PR #21051, opened 2025-05-26
fix: use server.base.url for OAuth2 issuer URI

netroms:
**Problem:**
1. When DHIS2 is deployed behind a reverse proxy that terminates SSL, the OAuth2 authorization server (enabled via `oauth2.server.enabled`) generates JWTs with an `iss` (issuer) claim starting with `http://` instead of `https://`. This is because the issuer URI is inferred from the internal request to Tomcat, which is HTTP.
2. The `AuthorizationServerConfig.java` was not conditionally loaded based on the `OAUTH2_SERVER_ENABLED` setting, meaning its beans might be initialized even if the feature was disabled.

**Impact:**
1. The incorrect issuer URI can cause issues with token validation for clients and resource servers that expect the issuer URI to match the public-facing HTTPS URL.
2. Unnecessary initialization of OAuth2 server components if the feature is disabled.

**Solution:**
1. The `AuthorizationServerSettings` in `AuthorizationServerConfig.java` has been updated to explicitly set the issuer URI using the `server.base.url` (from `ConfigurationKey.SERVER_BASE_URL`) configuration property. This ensures the correct public-facing HTTPS URL is always used for the issuer claim in generated JWTs.
2. `AuthorizationServerConfig.java` is now annotated with `@Conditional(AuthorizationServerEnabledCondition.class)`, ensuring its beans are only loaded if `ConfigurationKey.OAUTH2_SERVER_ENABLED` is true.

**File Modified:**
* `dhis-web-api/src/main/java/org/hisp/dhis/webapi/security/config/AuthorizationServerConfig.java`

**Verification Steps:**
1. Confirm `server.base.url` in `dhis.conf` is set to the correct HTTPS base URL.
2. Confirm `oauth2.server.enabled` in `dhis.conf` is set to `on`.
3. Obtain an access/refresh token using the DHIS2 OAuth2 server.
4. Decode the JWT and verify the `iss` claim uses the `https://` scheme and matches the `server.base.url`.
5. Set `oauth2.server.enabled` to `off` and verify that the OAuth2 server endpoints (e.g., `/oauth2/authorize`) are not available and its beans are not loaded.

### DIFF
--- a/dhis-2/dhis-web-api/src/main/java/org/hisp/dhis/webapi/security/config/AuthorizationServerConfig.java
+++ b/dhis-2/dhis-web-api/src/main/java/org/hisp/dhis/webapi/security/config/AuthorizationServerConfig.java
@@ -48,7 +48,6 @@ import java.util.Set;
 import java.util.UUID;
 import javax.annotation.Nonnull;
 import lombok.extern.slf4j.Slf4j;
-import org.hisp.dhis.condition.RedisEnabledCondition;
 import org.hisp.dhis.external.conf.ConfigurationKey;
 import org.hisp.dhis.external.conf.DhisConfigurationProvider;
 import org.hisp.dhis.security.oidc.KeyStoreUtil;
--- a/dhis-2/dhis-web-api/src/main/java/org/hisp/dhis/webapi/security/config/AuthorizationServerConfig.java
+++ b/dhis-2/dhis-web-api/src/main/java/org/hisp/dhis/webapi/security/config/AuthorizationServerConfig.java
@@ -48,6 +48,7 @@ import java.util.Set;
 import java.util.UUID;
 import javax.annotation.Nonnull;
 import lombok.extern.slf4j.Slf4j;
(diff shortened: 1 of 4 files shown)


dhis-2/dhis-web-api/src/main/java/org/hisp/dhis/webapi/security/config/AuthorizationServerConfig.java
```diff
@@ -217,6 +219,8 @@ public JwtDecoder jwtDecoder(JWKSource<SecurityContext> jwkSource) {
 
   @Bean
   public AuthorizationServerSettings authorizationServerSettings() {
-    return AuthorizationServerSettings.builder().build();
+    return AuthorizationServerSettings.builder()
+        .issuer(config.getProperty(ConfigurationKey.SERVER_BASE_URL))
```
david-mackessy, line 223: We reviewed the usage of `server.base.url` recently.
Check out [this PR](#20227) to see if it's relevant and want to keep consistent behaviour in this scenario also.

PR #21056, opened 2025-05-27
chore: Reuse org unit predicate in stores [DHIS2-19645]

muilpp:


dhis-2/dhis-services/dhis-service-tracker/src/main/java/org/hisp/dhis/tracker/export/OrgUnitJdbcPredicate.java
```diff
@@ -0,0 +1,168 @@
...
+import lombok.RequiredArgsConstructor;
+import org.hisp.dhis.common.OrganisationUnitSelectionMode;
+import org.hisp.dhis.commons.util.SqlHelper;
+import org.hisp.dhis.organisationunit.OrganisationUnit;
+import org.springframework.jdbc.core.namedparam.MapSqlParameterSource;
+
+@RequiredArgsConstructor(access = AccessLevel.PRIVATE)
+public class OrgUnitJdbcPredicate {
+
+  public static void buildOrgUnitModeClause(
```
enricocolasante, line 48: This and the next method uses side-effects to build the SQL and populate the SQL parameters.
I think it is very important that `StringBuilder sql` and `MapSqlParameterSource sqlParameters` are always the first 2 parameters in this kind of methods.

dhis-2/dhis-services/dhis-service-tracker/src/main/java/org/hisp/dhis/tracker/export/OrgUnitJdbcPredicate.java
```diff
@@ -0,0 +1,168 @@
...
+import java.util.Set;
+import lombok.AccessLevel;
+import lombok.RequiredArgsConstructor;
+import org.hisp.dhis.common.OrganisationUnitSelectionMode;
+import org.hisp.dhis.commons.util.SqlHelper;
+import org.hisp.dhis.organisationunit.OrganisationUnit;
+import org.springframework.jdbc.core.namedparam.MapSqlParameterSource;
+
+@RequiredArgsConstructor(access = AccessLevel.PRIVATE)
+public class OrgUnitJdbcPredicate {
```
enricocolasante, line 46: We should have extensive JavaDoc here to make it clear when and how use this.

dhis-2/dhis-services/dhis-service-tracker/src/main/java/org/hisp/dhis/tracker/export/OrgUnitJdbcPredicate.java
```diff
@@ -0,0 +1,168 @@
...
+      }
+    }
+  }
+
+  public static void buildOwnershipClause(
+      StringBuilder sql,
+      OrganisationUnitSelectionMode orgUnitMode,
+      MapSqlParameterSource sqlParameters,
+      Set<OrganisationUnit> effectiveSearchOrgUnits,
+      Set<OrganisationUnit> captureScopeOrgUnits,
```
enricocolasante, line 73: These parameters are not coming from the user input, could we calculate them inside the method?

dhis-2/dhis-services/dhis-service-tracker/src/main/java/org/hisp/dhis/tracker/export/trackedentity/HibernateTrackedEntityStore.java
```diff
@@ -340,6 +338,8 @@ private void addTrackedEntityFromItem(
       TrackedEntityQueryParams params,
       PageParams pageParams,
       boolean isCountQuery) {
+    SqlHelper sqlHelper = new SqlHelper(true);
```
enricocolasante, line 341: This variable definition could remain closer to its first use to help readability.

enricocolasante (commented):
`FilterJdbcPredicate` idea was to move the sql generation when mapping to the query params and then only add or not such SQL in the query in order to make the SQL itself unit testable and to improve readability and composition.
Maybe it would make sense to try to have a static constructor for `OrgUnitJdbcPredicate` that will create an object holding the SQL and the possible parameters passed by the user.
Then, it should be easy to create a unit test and assert against the SQL to check all possible generated queries.

enricocolasante (approved):

PR #21089, opened 2025-05-29
chore: Remove unused methods in event service [DHIS2-19578]

enricocolasante:
***Big picture***
The final goal of this ticket is to have separate services and stores for single events and tracker events.
To achieve this we will need an intermediate phase where some endpoints will use the correct services and others that will still use the current event service that is serving both types of events.
As a final step, we will remove the generic event service and store and we will only have the ones for single and tracker events separated.

***Implemented in this PR***
- Refactor event exporter tests to use `TrackerEventService` or `SingleEventService`:
  - Add test cases in `FilterExporterTest`
  - Add test cases in `OrderAndPaginationExporterTest`
  - Remove `EventExporterTest`. Specific `single` and `tracker` versions were created in previous PR.
  - Remove `AclTrackerEventExporterTest` and create specific `single` and `tracker` versions.
- Remove all unused methods in `EventService`.

***Next steps***
- Use the right services in `getEventChangeLogsByUid` in `EventExportController`.
- Remove `export.event` package from `dhis-service-tracker` module.


dhis-2/dhis-support/dhis-support-test/src/main/resources/tracker/base_data.json
```diff
@@ -982,12 +994,29 @@
...
+        },
+        {
+          "dataElement": {
+            "idScheme": "UID",
+            "identifier": "DATAEL00005"
+          },
+          "value": "option1"
+        },
+        {
+          "created": "2022-04-22T06:00:30.559",
```
teleivo: Remove the server generated fields

dhis-2/dhis-support/dhis-support-test/src/main/resources/tracker/base_metadata.json
```diff
@@ -2462,6 +2519,45 @@
...
+        {
+          "id": "DiszpKrYNg8"
+        }
+      ],
+      "userRoles": [
+        {
+          "id": "UbhT3bXWUyb"
+        }
+      ],
+      "username": "singleEventUser"
```
teleivo, line 2559: why do we have a separate user for single events?

dhis-2/dhis-test-integration/src/test/java/org/hisp/dhis/tracker/export/event/OrderAndFilterEventChangeLogTest.java
```diff
@@ -168,15 +168,17 @@ void shouldSortChangeLogsWhenOrderingByDataElementAsc() throws NotFoundException
             .getEventChangeLog(UID.of("kWjSezkXHVp"), params, defaultPageParams)
             .getItems();
 
-    assertNumberOfChanges(7, changeLogs);
+    assertNumberOfChanges(9, changeLogs);
```
teleivo, line 171: This to me suggests that changelogs should get their own meta-/data @muilpp to be independent. Every time we make a change we have to update changelog tests 😅

dhis-2/dhis-test-web-api/src/test/java/org/hisp/dhis/webapi/controller/tracker/export/singleevent/SingleEventsExportControllerH2Test.java
```diff
@@ -67,15 +66,6 @@
 class SingleEventsExportControllerH2Test extends H2ControllerIntegrationTestBase {
```
teleivo: Why do need this test? 🤔

dhis-2/dhis-support/dhis-support-test/src/main/resources/tracker/base_metadata.json
enricocolasante: It is easier to separate the different ACL to programs without registrations and orgUnits

dhis-2/dhis-test-web-api/src/test/java/org/hisp/dhis/webapi/controller/tracker/export/singleevent/SingleEventsExportControllerH2Test.java
enricocolasante: We actually don't need this test to be duplicated.
I moved it to the common package and just use one of the services.

teleivo: Why do we need the test at all?

enricocolasante: To test that the `content-type` is correct in the header? :man_shrugging:

PR #21107, opened 2025-05-30
fix: Aggregate Data Exchange job creator as job executor [DHIS2-18324](2.40)

david-mackessy:
port of #20850 

This port needed extra work due to the very big differences between the job scheduling in older versions.
The issue is having no user associated with an async job (on a new thread). There is no easy way to automatically set the job creator as the user to be used when executing the job (A valid user is required for this job).

This fix uses the `lastUpdatedBy` field to set & retrieve the creator of the job. It's not nice but without making even more larger changes (DB migration for job config table) there is no other way to store and retrieve a user for jobs, without also requiring changes in clients.

### DIFF
--- a/dhis-2/dhis-services/dhis-service-core/src/main/java/org/hisp/dhis/common/hibernate/HibernateIdentifiableObjectStore.java
+++ b/dhis-2/dhis-services/dhis-service-core/src/main/java/org/hisp/dhis/common/hibernate/HibernateIdentifiableObjectStore.java
@@ -174,7 +174,10 @@ public class HibernateIdentifiableObjectStore<T extends BaseIdentifiableObject>
     object.setAutoFields();
 
     object.setAutoFields();
-    object.setLastUpdatedBy(user);
+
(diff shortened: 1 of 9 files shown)


dhis-2/dhis-services/dhis-service-core/src/main/java/org/hisp/dhis/common/hibernate/HibernateIdentifiableObjectStore.java
```diff
@@ -174,7 +174,10 @@ public void update(@Nonnull T object, @CheckForNull User user) {
     object.setAutoFields();
 
     object.setAutoFields();
-    object.setLastUpdatedBy(user);
+
+    if (user != null) {
```
david-mackessy, line 178: Without this new check, the scheduler keeps overriding a valid user value with null, as at this point in the code, the job scheduler is executing on a new thread without a logged in user.

vietnguyen (approved):

PR #21128, opened 2025-06-03
fix: (2.40.8) )ensure program rule notifications correctly resolve dataElement [DHIS2-19685]

zubaira:
https://dhis2.atlassian.net/browse/DHIS2-19685

### DIFF
--- a/dhis-2/dhis-services/dhis-service-program-rule/src/main/java/org/hisp/dhis/programrule/engine/DefaultProgramRuleEngineService.java
+++ b/dhis-2/dhis-services/dhis-service-program-rule/src/main/java/org/hisp/dhis/programrule/engine/DefaultProgramRuleEngineService.java
@@ -85,7 +85,7 @@ public class DefaultProgramRuleEngineService implements ProgramRuleEngineService
     }
 
     List<ProgramRule> programRules =
-        programRuleEngine.getProgramRules(programInstance.getProgram());
+        programRuleEngine.getProgramRulesForEnrollment(programInstance.getProgram());
 
     if (programRules.isEmpty()) {
       return List.of();
--- a/dhis-2/dhis-api/src/main/java/org/hisp/dhis/programrule/ProgramRuleService.java
+++ b/dhis-2/dhis-api/src/main/java/org/hisp/dhis/programrule/ProgramRuleService.java
@@ -99,6 +99,17 @@ public interface ProgramRuleService {
   List<ProgramRule> getProgramRulesByActionTypes(Program program, Set<ProgramRuleActionType> types);
 
   /**
+   * Returns the list of program rules associated with the given program that are not linked to any
+   * specific program stage. Only includes rules with action types supported by the backend rule
+   * engine.
+   *
+   * @param program the program to retrieve rules for
+   * @param types the set of supported {@link ProgramRuleActionType}s
+   * @return a list of applicable {@link ProgramRule}s for enrollment
+   */
+  List<ProgramRule> getProgramRulesForEnrollment(Program program, Set<ProgramRuleActionType> types);
+
+  /**
    * Get validation by {@link Program}
    *
    * @param program Program
--- a/dhis-2/dhis-api/src/main/java/org/hisp/dhis/programrule/ProgramRuleStore.java
+++ b/dhis-2/dhis-api/src/main/java/org/hisp/dhis/programrule/ProgramRuleStore.java
@@ -68,6 +68,8 @@ public interface ProgramRuleStore extends IdentifiableObjectStore<ProgramRule> {
 
   List<ProgramRule> getProgramRulesByActionTypes(Program program, Set<ProgramRuleActionType> types);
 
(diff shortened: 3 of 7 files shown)


dhis-2/dhis-services/dhis-service-program-rule/src/main/java/org/hisp/dhis/programrule/engine/DefaultProgramRuleEngineService.java
```diff
@@ -85,7 +85,7 @@ public List<RuleEffect> evaluateEnrollmentAndRunEffects(long enrollment) {
     }
 
     List<ProgramRule> programRules =
-        programRuleEngine.getProgramRules(programInstance.getProgram());
+        programRuleEngine.getProgramRulesForEnrollment(programInstance.getProgram());
```
enricocolasante, line 88: Can we simplify this fix and just filter out any program rule that has `programStage != null`?
So we do not need to add all this calls and create a new method in the store.

enricocolasante (commented):
I am confused about how this change can fix the issue.
We are just not evaluating some rules for the enrollment, but the issue is that a data value was not correctly evaluated.
First, I cannot see why the data element would not be correctly evaluated in the enrollment evaluation, we are passing all the right data values in the context to rule-engine, so it should work even if the rule shouldn't be run.
Secondly, if we remove the rule, we still need it to run for the right event, so when an event is completed or a data element is changed, and if that was working should have worked even before this change, either we were sending duplicated email or this change will just stop the email to be sent.

We should carefully test this fix to understand if everything is working fine.

zubaira:
> I am confused about how this change can fix the issue. We are just not evaluating some rules for the enrollment, but the issue is that a data value was not correctly evaluated. First, I cannot see why the data element would not be correctly evaluated in the enrollment evaluation, we are passing all the right data values in the context to rule-engine, so it should work even if the rule shouldn't be run. Secondly, if we remove the rule, we still need it to run for the right event, so when an event is completed or a data element is changed, and if that was working should have worked even before this change, either we were sending duplicated email or this change will just stop the email to be sent.
> 
> We should carefully test this fix to understand if everything is working fine.

Well i do not think so we are passing events/dataValues while evaluating enrollment. here you can see https://github.com/dhis2/dhis2-core/blob/5add8ac5ec863eb21bb53a7939c271327636fff7/dhis-2/dhis-services/dhis-service-program-rule/src/main/java/org/hisp/dhis/programrule/engine/ProgramRuleEngine.java#L73. 

So incase rule condition is `true` and has a `programStage` associated to it. then rule will execute while evaluating enrollment where as it should evaluate only when event is being processed.

Secondly duplicate emails will not happen because 
1. Rules associated with events will only be executed while processing events.
2. we have `externallogentry` to prevent duplicate emails.

dhis-2/dhis-services/dhis-service-program-rule/src/main/java/org/hisp/dhis/programrule/engine/DefaultProgramRuleEngineService.java
zubaira: Filtering by programStage != null could work, but adding a new method keeps the logic isolated and safer for patch releases (which is i think today). It avoids risking regressions in shared code and makes testing more focused.

enricocolasante:
> > I am confused about how this change can fix the issue. We are just not evaluating some rules for the enrollment, but the issue is that a data value was not correctly evaluated. First, I cannot see why the data element would not be correctly evaluated in the enrollment evaluation, we are passing all the right data values in the context to rule-engine, so it should work even if the rule shouldn't be run. Secondly, if we remove the rule, we still need it to run for the right event, so when an event is completed or a data element is changed, and if that was working should have worked even before this change, either we were sending duplicated email or this change will just stop the email to be sent.
> > We should carefully test this fix to understand if everything is working fine.
> 
> Well i do not think so we are passing events/dataValues while evaluating enrollment. here you can see
> 
> https://github.com/dhis2/dhis2-core/blob/5add8ac5ec863eb21bb53a7939c271327636fff7/dhis-2/dhis-services/dhis-service-program-rule/src/main/java/org/hisp/dhis/programrule/engine/ProgramRuleEngine.java#L73
> 

The null is the event that will be used as target.
Here you can see that the events are passed in the context and the data values will be extracted from there.
https://github.com/dhis2/dhis2-core/blob/5add8ac5ec863eb21bb53a7939c271327636fff7/dhis-2/dhis-services/dhis-service-program-rule/src/main/java/org/hisp/dhis/programrule/engine/ProgramRuleEngine.java#L76.
This is the same logic when we evaluate an event, so if there is an issue here, we have for the enrollment we will have the same issue for events.

> .
> So incase rule condition is `true` and has a `programStage` associated to it. then rule will execute while evaluating enrollment where as it should evaluate only when event is being processed.
> 
> Secondly duplicate emails will not happen because
> 
> 1. Rules associated with events will only be executed while processing events.
> 2. we have `externallogentry` to prevent duplicate emails.

Issue #27, opened 2024-01-01
API: Include unevolved Pokémon in /pokemon response


SleepAPI:
### Details

This is blocked by: https://github.com/SleepAPI/SleepAPI/issues/5

The /pokemon API route is used to return a list of all available Pokémon. 

Make sure that we use the new POKEDEX constant with both optimal and unevolved Pokemon and that this route does not only return the optimal list. This has to be checked after #5 has been implemented. 

 This can be done directly in the `getPokemonNames` helper function in `pokemon-utils.ts`. 

Update the tests too.

PR #42, opened 2024-01-06
Use complete pokedex for production calculator

3geek14:
Add all Pokemon to production calculator

Also alphebetize the list, and use the in-game names for event Pokemon.


backend/src/utils/pokemon-utils/pokemon-utils.ts
SleepAPI, line 1: I'm not sure what prompted this change, while it's fine, it's also not needed for this PR.
Were you trying to solve #27 at the same time perhaps? If so, that would be the function below `getPokemonNames`. Then you would need to update the tests too and while you're at it getPokemonForName doesn't appear to be covered by tests.

I'm also fine with doing this in a different PR though, just mentioned it as I was unsure what prompted this change.

SleepAPI (commented):
Let one comment to check out, but everything looks great to me!
I'll approve after backend is merged, just to see that this PR is updated correctly accordingly

3geek14:
Removed the extra file and the association with #27. Tested locally that the production calculator shows added Pokemon in the dropdown.

SleepAPI (approved):
Looks great to me! Wonderful contribution!

PR #47, opened 2024-01-07
build(deps): updated unused and stale deps

SleepAPI:
**WHY**

The dependabot found some vulnerabilities it could not resolve. This fixes those.

**WHAT**

We had some unused dependency artifacts that are removed here. Also updated express minor to fix security vulnerability.

### DIFF
--- a/backend/package-lock.json
+++ b/backend/package-lock.json
@@ -9,18 +9,14 @@
       "version": "5.0.0",
       "dependencies": {
         "@sinclair/typebox": "^0.31.22",
-        "@types/ejs": "^3.1.4",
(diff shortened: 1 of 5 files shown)


3geek14:
Should probably leave this open. The PR had a scope on the have, but not the commit.

SleepAPI:
> Should probably leave this open. The PR had a scope on the have, but not the commit.

I'm not sure what you mean, the commit has a scope in the commit header

3geek14:
Oh, I was reading the wrong thing and left the comment in the wrong place. Morning brain, sorry.

PR #49, opened 2024-01-07
Update documentation for Windows development

sethdw:
I wrote down a couple of things as I was setting up the development environment on my Windows machine.

Let me know if my commits are too small - we're quite zealous with "only one change per commit" at my work!

### DIFF
--- a/DEVELOPMENT_SETUP.md
+++ b/DEVELOPMENT_SETUP.md
@@ -2,19 +2,20 @@
 
 The project acts as a monorepo where each module is individually deployed. It's written in Node.js with Typescript.
 
-| Application | Description|
-| - | -
-| backend | This deployment exposes the public API: [Sleep API][sleepapi]. This is where the simulations, number-crunching and rankings happen. Currently this also exposes a basic html/js/css website, but this is due for replacement.
-| frontend | A work-in-progress website. The idea is to deploy a full-fledged proper website with Typescript + Vue + Node as a static web app in Azure.
-| bot | A work-in-progress Discord bot. Currently this just sets up a basic ping command, but it is deployed and hosted 24/7. There are plans to expand this with functionality from Sleep API.
+| Application | Description                                                                                                                                                                                                                   |
+| ----------- | ----------------------------------------------------------------------------------------------------------------------------------------------------------------------------------------------------------------------------- |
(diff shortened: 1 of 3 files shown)


DEVELOPMENT_SETUP.md
```diff
@@ -2,19 +2,26 @@
...
-| Tool   | URL                                               |
-| ------ | ------------------------------------------------- |
-| VSCode | <https://code.visualstudio.com/>                  |
-| NVM    | <https://github.com/nvm-sh/nvm>                   |
+| Tool   | URL                              |
+| ------ | -------------------------------- |
+| VSCode | <https://code.visualstudio.com/> |
+| NVM    | <https://github.com/nvm-sh/nvm>  |
+
+On Windows it is recommended to use nvm inside WSL (Windows Subsystem for Linux) rather than nvm-windows or other alternatives.
```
* * * * * * *
PROBLEM REQUIREMENTS:
Write out only the lines that run from the line containing "I wrote down" through the line containing "-| Application | Description|", both included, exactly as they appear above.

FINAL ANSWER:
I wrote down a couple of things as I was setting up the development environment on my Windows machine.

Let me know if my commits are too small - we're quite zealous with "only one change per commit" at my work!

### DIFF
--- a/DEVELOPMENT_SETUP.md
+++ b/DEVELOPMENT_SETUP.md
@@ -2,19 +2,20 @@
 
 The project acts as a monorepo where each module is individually deployed. It's written in Node.js with Typescript.
 
-| Application | Description|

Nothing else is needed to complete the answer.